Search the records below for the word "options" and show every line where it occurs.

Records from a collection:
•••

PR #5919, opened 2023-11-07
test(toggleRefinement): add common test suite

sarahdayan:
This reworks the tests for the `toggleRefinement` widget to move them in the common test suite and reduce flavor-specific tests.

https://algolia.atlassian.net/browse/FX-2523

PR #5975, opened 2023-12-28
test(toggle): add explicit label test

Haroenv:
**Summary**

- uses the `label` prop, casted to a template for the JS test
- fixes the type for the template in JS
- ensure the count in Vue (outlier) is tested and normalised
- remove "required" from Vue label prop (as it isn't actually required anymore since #5919)

**Result**

ToggleRefinement label is tested

### DIFF
--- a/tests/common/widgets/toggle-refinement/options.ts
+++ b/tests/common/widgets/toggle-refinement/options.ts
@@ -18,6 +18,14 @@ function normalizeSnapshot(html: string) {
       .replace(/name="\w+"/g, '')
       .replace(/value="\w+"/g, '')
       .replace(/<input.+?>(\s+)/gs, (match) => match.trim())
+      // Vue InstantSearch adds the count after the label if available.
+      // @MAJOR: Remove this once Vue InstantSearch aligns with spec.
+      .replace(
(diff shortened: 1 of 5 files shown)


tests/common/widgets/toggle-refinement/options.ts
```diff
@@ -18,6 +18,14 @@ function normalizeSnapshot(html: string) {
...
       .replace(/value="\w+"/g, '')
       .replace(/<input.+?>(\s+)/gs, (match) => match.trim())
+      // Vue InstantSearch adds the count after the label if available.
+      // @MAJOR: Remove this once Vue InstantSearch aligns with spec.
+      .replace(
+        /<span\n?\s*class="ais-ToggleRefinement-count"\n?\s*>\n?.*\s*<\/span>/g,
+        ''
+      )
+      // React renders `checked` as `checked=""` through an attribute, other frameworks use the property.
+      .replace(/checked=""/g, '')
```
dhayab, line 28: Would it make sense to move this to the common normalizer?

dhayab (approved):

tests/common/widgets/toggle-refinement/options.ts
Haroenv: not sure, you need to be aware to use the `toBeChecked` or similar check in the assertion, so I think it may be logical to leave that in the test itself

•••

### Problem solution:
--- a/tests/common/widgets/toggle-refinement/options.ts
+++ b/tests/common/widgets/toggle-refinement/options.ts
tests/common/widgets/toggle-refinement/options.ts
tests/common/widgets/toggle-refinement/options.ts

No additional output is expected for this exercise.